Stored dataset items:
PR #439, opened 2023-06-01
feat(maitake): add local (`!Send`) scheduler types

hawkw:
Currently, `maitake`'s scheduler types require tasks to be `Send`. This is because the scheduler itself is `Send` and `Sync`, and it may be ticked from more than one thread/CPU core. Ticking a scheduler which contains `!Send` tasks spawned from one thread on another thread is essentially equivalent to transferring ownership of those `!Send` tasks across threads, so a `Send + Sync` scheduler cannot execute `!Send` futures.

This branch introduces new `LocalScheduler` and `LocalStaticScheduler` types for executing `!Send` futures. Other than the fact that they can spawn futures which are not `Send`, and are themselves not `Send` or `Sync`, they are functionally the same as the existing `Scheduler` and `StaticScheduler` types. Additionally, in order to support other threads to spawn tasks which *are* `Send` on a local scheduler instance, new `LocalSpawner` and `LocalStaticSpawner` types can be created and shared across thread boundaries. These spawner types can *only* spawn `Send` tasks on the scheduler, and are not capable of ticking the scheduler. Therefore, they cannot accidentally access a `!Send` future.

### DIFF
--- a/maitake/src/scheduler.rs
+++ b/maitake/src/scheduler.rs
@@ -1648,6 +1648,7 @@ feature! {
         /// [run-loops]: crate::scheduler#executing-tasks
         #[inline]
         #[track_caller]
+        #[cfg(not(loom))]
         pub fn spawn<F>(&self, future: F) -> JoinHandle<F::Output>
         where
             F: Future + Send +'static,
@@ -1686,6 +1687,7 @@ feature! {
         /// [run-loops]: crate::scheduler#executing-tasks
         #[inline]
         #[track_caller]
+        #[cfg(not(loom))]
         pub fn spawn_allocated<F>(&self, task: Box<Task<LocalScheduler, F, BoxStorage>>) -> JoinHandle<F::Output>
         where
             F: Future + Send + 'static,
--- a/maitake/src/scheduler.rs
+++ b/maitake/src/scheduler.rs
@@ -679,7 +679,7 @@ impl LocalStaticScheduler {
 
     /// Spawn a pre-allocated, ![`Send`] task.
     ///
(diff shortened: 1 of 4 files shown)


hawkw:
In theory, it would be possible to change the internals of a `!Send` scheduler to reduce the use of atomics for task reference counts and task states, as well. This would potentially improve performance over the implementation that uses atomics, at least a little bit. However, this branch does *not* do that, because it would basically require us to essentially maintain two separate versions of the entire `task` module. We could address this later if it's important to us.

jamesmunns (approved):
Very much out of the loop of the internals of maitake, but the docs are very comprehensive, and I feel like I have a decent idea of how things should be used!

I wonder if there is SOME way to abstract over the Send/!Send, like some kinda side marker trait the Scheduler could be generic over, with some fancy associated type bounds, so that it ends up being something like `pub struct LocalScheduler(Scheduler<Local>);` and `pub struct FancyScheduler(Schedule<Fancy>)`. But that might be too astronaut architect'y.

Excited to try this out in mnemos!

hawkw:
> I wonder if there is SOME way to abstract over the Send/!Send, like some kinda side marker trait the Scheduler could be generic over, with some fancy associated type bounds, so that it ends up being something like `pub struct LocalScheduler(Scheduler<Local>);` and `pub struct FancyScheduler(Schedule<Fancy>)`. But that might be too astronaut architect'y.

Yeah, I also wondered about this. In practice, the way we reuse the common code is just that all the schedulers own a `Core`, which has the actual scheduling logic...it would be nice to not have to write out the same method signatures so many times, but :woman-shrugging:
...
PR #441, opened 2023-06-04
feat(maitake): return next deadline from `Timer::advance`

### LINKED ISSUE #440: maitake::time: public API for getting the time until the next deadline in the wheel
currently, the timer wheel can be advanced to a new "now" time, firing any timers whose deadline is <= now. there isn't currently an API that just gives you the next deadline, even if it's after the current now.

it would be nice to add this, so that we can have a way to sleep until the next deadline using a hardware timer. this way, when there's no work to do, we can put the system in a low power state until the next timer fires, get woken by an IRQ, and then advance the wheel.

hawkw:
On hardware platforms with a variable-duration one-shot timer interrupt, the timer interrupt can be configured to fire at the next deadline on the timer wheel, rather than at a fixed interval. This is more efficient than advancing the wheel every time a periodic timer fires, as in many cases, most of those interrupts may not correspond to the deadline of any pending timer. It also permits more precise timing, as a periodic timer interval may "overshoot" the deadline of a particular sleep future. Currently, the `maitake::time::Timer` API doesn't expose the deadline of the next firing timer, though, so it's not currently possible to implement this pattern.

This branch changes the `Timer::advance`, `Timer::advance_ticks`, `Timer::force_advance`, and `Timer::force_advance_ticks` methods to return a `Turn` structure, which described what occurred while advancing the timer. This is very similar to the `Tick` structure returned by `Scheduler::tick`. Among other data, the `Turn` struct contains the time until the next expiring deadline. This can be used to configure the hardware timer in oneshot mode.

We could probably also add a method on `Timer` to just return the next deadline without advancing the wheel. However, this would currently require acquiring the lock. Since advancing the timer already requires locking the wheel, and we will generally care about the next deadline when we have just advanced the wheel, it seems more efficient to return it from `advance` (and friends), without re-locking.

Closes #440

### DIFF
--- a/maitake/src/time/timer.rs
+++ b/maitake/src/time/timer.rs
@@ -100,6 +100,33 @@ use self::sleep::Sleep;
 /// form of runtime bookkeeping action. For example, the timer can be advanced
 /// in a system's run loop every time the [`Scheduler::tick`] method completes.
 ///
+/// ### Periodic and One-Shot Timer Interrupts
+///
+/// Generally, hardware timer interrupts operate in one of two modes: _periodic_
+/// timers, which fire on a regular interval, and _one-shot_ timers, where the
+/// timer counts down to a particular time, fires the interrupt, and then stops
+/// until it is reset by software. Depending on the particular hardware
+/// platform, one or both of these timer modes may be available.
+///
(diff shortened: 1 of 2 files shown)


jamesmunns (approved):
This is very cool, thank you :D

## WHAT IS NEEDED:
Scan the records above for the lines holding "in a system's" and "This is very cool, thank you :D". Transcribe those two and every line between them word for word, and no others.

## PROBLEM SOLUTION:
 /// in a system's run loop every time the [`Scheduler::tick`] method completes.
 ///
+/// ### Periodic and One-Shot Timer Interrupts
+///
+/// Generally, hardware timer interrupts operate in one of two modes: _periodic_
+/// timers, which fire on a regular interval, and _one-shot_ timers, where the
+/// timer counts down to a particular time, fires the interrupt, and then stops
+/// until it is reset by software. Depending on the particular hardware
+/// platform, one or both of these timer modes may be available.
+///
(diff shortened: 1 of 2 files shown)


jamesmunns (approved):
This is very cool, thank you :D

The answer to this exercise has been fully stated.